I’m headed to woodcraft in Leesburg on Saturday. Plan on buying a new chuck. I have a Nova G3 and it seems to have a very slight wobble. It is only 3 years old. What kind of chuck do you guys use/recommend? I have a Laguna Revo 12/16 lathe.


----------



## ripjack13 (Mar 23, 2021)

Where's the wobble coming from? Could it be the in threads? Maybe call up their CS and see if they'll replace it.
Nova is supposed to a good brand.

Reactions: Agree 2


----------



## woodtickgreg (Mar 23, 2021)

I have a super nova, really like it. I just purchased another one at Christmas time for my second lathe. I have the Laguna 1836 and it has plenty of grip even for the large chunks of wood I put in it.
I'd buy it again if I had to.


----------



## tomwilson74 (Mar 23, 2021)

ripjack13 said:


> Where's the wobble coming from? Could it be the in threads? Maybe call up their CS and see if they'll replace it.
> Nova is supposed to a good brand.


My faceplate looks like it’s not even moving at 1800 rpm. The chuck base (closest to the headstock) wobbles very slightly. Which causes more vibration. I’ll try to get a video tomorrow. Thanks.


----------



## trc65 (Mar 23, 2021)

Is your G3 directly threaded for your spindle, or does it use an insert?

I have 2 G3 chucks and a Super nova I bought the same time that Greg did. I turn on a Rikon with a 12.5" swing and have turned 12" wet blanks with the G3 chucks. They handle it fine, but the Super nova is another level better (more expensive too).


----------



## tomwilson74 (Mar 23, 2021)

trc65 said:


> Is your G3 directly threaded for your spindle, or does it use an insert?
> 
> I have 2 G3 chucks and a Super nova I bought the same time that Greg did. I turn on a Rikon with a 12.5" swing and have turned 12" wet blanks with the G3 chucks. They handle it fine, but the Super nova is another level better (more expensive too).


It came with the threaded insert installed. I actually had some trouble with it last week. It was kind of locked up. There was a spot in the turning of the tightening handle that was really hard to get past. It was like I could tighten or loosen it but it would “jam” at a certain point. I soaked it on 3 in 1 oil overnight and it seems to be ok now.


----------



## Mike Hill (Mar 23, 2021)

I'm gonna get either a super nova or a titan this summer. Do all the g3 jaws and accessories fit on those also?


----------



## trc65 (Mar 23, 2021)

tomwilson74 said:


> It came with the threaded insert installed. I actually had some trouble with it last week. It was kind of locked up. There was a spot in the turning of the tightening handle that was really hard to get past. It was like I could tighten or loosen it but it would “jam” at a certain point. I soaked it on 3 in 1 oil overnight and it seems to be ok now.

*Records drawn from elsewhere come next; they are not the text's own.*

PR #19505, opened 2022-02-07
Pin GolangCI to a specific version

agnivade:
Go 1.16+ allows installing a tool directly from a specific version.
Therefore, we don't need to rely on the tool being pre-installed
and can directly install it using standard method.

This keeps the same version of the tool for a repo and limits the
binary placement to the GOBIN of the repo.

```release-note
NONE
```


agnivade:
Hopefully, this gives some respite from the endless upgrade woes of golangci.

lieut-data (approved):
:100:

PR #19507, opened 2022-02-07
MM-41499: Optimize TeamsUnread

agnivade:
The GetTeamsUnreadForUser call would be called for every team switch.
In CRT mode, it would make a separate store call for every team, which
would run the 3 aggregate SQL queries in GetThreadsForUser.

This is suboptimal because the complexity is linearly proportional
to the number of teams.

We make the following optimizations:
1. Change the query to a single one which aggregates all teams.
2. The query originally used just 2 out of the 3 queries, so one
query was fully redundant. We remove that query in the new one.
3. Further analysis was done whether it makes sense to run the 2
queries synchronously or not. The load-tests didn't show any degradation
in running them concurrently, so we keep the same behavior.
4. Lastly, we query the replica instead of master to reduce the load on the writer DB.
Since this query is run mainly on team switch, there isn't any major downsides on querying
the replica.

```release-note
NONE
```

https://mattermost.atlassian.net/browse/MM-41499

### DIFF
--- a/app/team.go
+++ b/app/team.go
@@ -1565,11 +1565,13 @@ func (a *App) GetTeamsUnreadForUser(excludeTeamId string, userID string, include
 		return tu
 	}
 
+	teamIDs := make([]string, 0, len(data))
 	for i := range data {
 		id := data[i].TeamId
 		if mu, ok := membersMap[id]; ok {
 			membersMap[id] = unreads(data[i], mu)
 		} else {
+			teamIDs = append(teamIDs, id)
 			membersMap[id] = unreads(data[i], &model.TeamUnread{
 				MsgCount:           0,
 				MentionCount:       0,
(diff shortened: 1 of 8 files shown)


agnivade:
Following are the load-test results:

Serial:
bounded-teamsunread


Concurrent:

teamsUnread_concurrent

In both cases, we see the expected reduction in calls to ThreadStore because we have fewer calls, but there isn't much different in synchronous and concurrent.

Overall, the load-tests aren't showing much changes primarily because we don't have too many teams in our seed data set, which makes the changes slightly less conspicuous. This should be much more apparent with unreads in >5 teams. And even more where `GetThreadsForUser` is taking a long time for customers.

jwilander (approved):
LGTM - nice work and write-up

ashishbhate (approved):

koox00 (approved):

agnivade:
@jgilliam17 - This PR touches the teams unread functionality in the sidebar. So some testing around unreads and mentions and verifying that the badge number in the teams sidebar is correct should suffice. Thank you :slightly_smiling_face:

agnivade:
Hi @jgilliam17 - wondering if you got a chance to look into this?

jgilliam17:
Thanks for the ping @agnivade and for running e2es, apologies for delay 
I will take a look today.

jgilliam17 (commented):
Thanks @agnivade 
Manually tested - looks good.
- Verified team unread functionality on the sidebar. Tested mentions and new & manually marked as unread posts - number of mentions/unreads as expected.
- [E2E report](https://automation-dashboard.vercel.app/cycles/c0689634-ad25-48f9-9075-c2df6441dd27) looks good, one failure may be related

If I don't keep my G3 chucks blown out, I get the same thing with build up on the gears. When that happens, I take them apart and clean everything really well. Be careful using lubricants, all the dust can stick to them and gum up quickly.

Things that can cause wobble with the threaded insert is if it isn't screwed tight to the chuck or there was debris on the threads. You could try removing the insert, checking for debris and reinstalling it. Just remember to remove the set screw before trying to unscrew it



Mike Hill said:


> I'm gonna get either a super nova or a titan this summer. Do all the g3 jaws and accessories fit on those also?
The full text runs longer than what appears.